## Work to complete
Each line of the data below that includes the string "adding" must be copied.

(Stored data entries)
'''

PR #9906, opened 2021-07-03
[Fix #8469] Add cop Layout/SpaceAroundSingletonClassOperator

### LINKED ISSUE #8469: New cop: Layout/SpaceAroundSingletonInheritence

One could write

```ruby
class<<self
```

which isn't as readable as adding spaces around the `<<` operator:

```ruby
class << self
```

There should be a layout cop that checks whether there are spaces around the `<<` operator for singleton class inheritence.

-

## Additional context

-

jonas054:
I chose the name `SpaceAroundSingletonClassOperator` rather than `SpaceAroundSingletonInheritence`, which was suggested in the feature request. Although I'm not sure that `<<` is actually an operator, I am pretty sure that inheritance is not involved. The operator (for lack of a better term) opens up the singleton class, or eigenclass, so methods can be added to it.


koic:
IMO, it would be better for `Layout/SpaceAroundOperators` to be aware of sclass `<<` operator rather than adding a new cop. Also, it seems that there is no need to make new `no_space` option for the operator.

'''

## Finished exercise
which isn't as readable as adding spaces around the `<<` operator:
IMO, it would be better for `Layout/SpaceAroundOperators` to be aware of sclass `<<` operator rather than adding a new cop. Also, it seems that there is no need to make new `no_space` option for the operator.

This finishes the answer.